### Work order
Exactly reproduce the line that contains "5. Go to Stats" and all lines after it in the entries below, through the very last line.

### Information
PR #2541, opened 2024-12-12
Stats: apply API changes to prevent reset

leandroalonso:
We had a few instances of users' complaining that their Stats reset or reduced. This PR applies the latest changes deployed on Staging ensuring:

1. That the backend never "reduces" (or reset) any Stat;
2. That we pull back the stats in case we need

## To test

1. First, change the `Build Configuration` to `Staging` and run the app
2. Login to a staging account
3. Ensure this account has some Stats. If it doesn't, [manipulate these lines](https://github.com/Automattic/pocket-casts-ios/blob/trunk/Modules/Server/Sources/PocketCastsServer/Public/StatsManager.swift#L23-L29) and trigger a refresh (just add numbers there)
4. Then, remove all the `updateQueue.sync` block from the `StatsManager` `init` method. This will simulate having negative stats
5. Go to Stats
6. ✅ Reduced Stats should appear but it should update to the correct one
7. Re-run the app
8. Trigger a refresh from Profile
9. Go to Stats
10. ✅ Stats should be correct

## Checklist

### DIFF
--- a/Modules/Server/Sources/PocketCastsServer/Public/StatsManager.swift
+++ b/Modules/Server/Sources/PocketCastsServer/Public/StatsManager.swift
@@ -30,7 +30,7 @@ public class StatsManager {
     }
 
     func updateStatsIfNeeded(savedDynamicSpeed: TimeInterval, savedVariableSpeed: TimeInterval, totalListenedTo: TimeInterval, totalSkipped: TimeInterval, savedAutoSkipping: TimeInterval) {
-        let minimumStatsChangeToUpdate = 100
+        let minimumStatsChangeToUpdate: TimeInterval = 100
 
         updateQueue.sync {
             if savedDynamicSpeed - self.savedDynamicSpeed > minimumStatsChangeToUpdate {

### Answer to this task
5. Go to Stats
6. ✅ Reduced Stats should appear but it should update to the correct one
7. Re-run the app
8. Trigger a refresh from Profile
9. Go to Stats
10. ✅ Stats should be correct

## Checklist

### DIFF
--- a/Modules/Server/Sources/PocketCastsServer/Public/StatsManager.swift
+++ b/Modules/Server/Sources/PocketCastsServer/Public/StatsManager.swift
@@ -30,7 +30,7 @@ public class StatsManager {
     }
 
     func updateStatsIfNeeded(savedDynamicSpeed: TimeInterval, savedVariableSpeed: TimeInterval, totalListenedTo: TimeInterval, totalSkipped: TimeInterval, savedAutoSkipping: TimeInterval) {
-        let minimumStatsChangeToUpdate = 100
+        let minimumStatsChangeToUpdate: TimeInterval = 100
 
         updateQueue.sync {
             if savedDynamicSpeed - self.savedDynamicSpeed > minimumStatsChangeToUpdate {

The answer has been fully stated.